Only the lines below starting at the one that contains "- the parameters are" and ending at the one that contains "# Conclusion" are to be reproduced, exactly and with both ends kept.

Dataset extract:
== Segment start ==

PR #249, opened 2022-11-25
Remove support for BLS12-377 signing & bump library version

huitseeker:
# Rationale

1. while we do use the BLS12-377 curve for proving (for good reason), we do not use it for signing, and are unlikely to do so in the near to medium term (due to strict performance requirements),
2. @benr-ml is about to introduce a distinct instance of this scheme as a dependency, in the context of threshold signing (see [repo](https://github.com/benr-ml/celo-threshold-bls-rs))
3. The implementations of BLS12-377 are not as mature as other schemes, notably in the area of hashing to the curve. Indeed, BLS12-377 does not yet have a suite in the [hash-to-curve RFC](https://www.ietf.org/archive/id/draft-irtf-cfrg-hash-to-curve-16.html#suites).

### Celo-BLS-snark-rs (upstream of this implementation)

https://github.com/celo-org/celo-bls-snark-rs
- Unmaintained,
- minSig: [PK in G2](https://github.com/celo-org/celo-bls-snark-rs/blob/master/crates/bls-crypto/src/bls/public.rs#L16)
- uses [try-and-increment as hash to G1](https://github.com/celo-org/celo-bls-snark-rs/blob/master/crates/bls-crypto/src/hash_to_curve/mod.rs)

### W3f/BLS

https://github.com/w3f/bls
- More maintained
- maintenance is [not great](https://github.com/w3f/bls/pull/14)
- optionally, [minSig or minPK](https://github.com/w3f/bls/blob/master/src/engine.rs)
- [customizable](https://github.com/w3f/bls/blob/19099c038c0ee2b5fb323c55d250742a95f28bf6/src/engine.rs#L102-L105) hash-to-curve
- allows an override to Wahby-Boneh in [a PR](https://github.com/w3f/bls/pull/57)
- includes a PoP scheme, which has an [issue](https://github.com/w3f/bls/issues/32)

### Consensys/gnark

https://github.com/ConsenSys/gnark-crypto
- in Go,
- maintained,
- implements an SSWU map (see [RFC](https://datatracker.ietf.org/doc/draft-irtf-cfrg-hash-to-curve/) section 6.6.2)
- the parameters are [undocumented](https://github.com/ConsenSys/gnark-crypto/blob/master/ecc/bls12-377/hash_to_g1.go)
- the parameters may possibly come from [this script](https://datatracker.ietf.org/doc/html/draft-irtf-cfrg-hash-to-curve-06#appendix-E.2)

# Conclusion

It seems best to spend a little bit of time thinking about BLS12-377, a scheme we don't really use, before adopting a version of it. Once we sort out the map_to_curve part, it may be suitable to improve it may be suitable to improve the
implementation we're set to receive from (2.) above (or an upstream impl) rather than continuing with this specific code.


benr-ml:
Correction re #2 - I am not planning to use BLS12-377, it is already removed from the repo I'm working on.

== Segment end ==

Response:
- the parameters are [undocumented](https://github.com/ConsenSys/gnark-crypto/blob/master/ecc/bls12-377/hash_to_g1.go)
- the parameters may possibly come from [this script](https://datatracker.ietf.org/doc/html/draft-irtf-cfrg-hash-to-curve-06#appendix-E.2)

# Conclusion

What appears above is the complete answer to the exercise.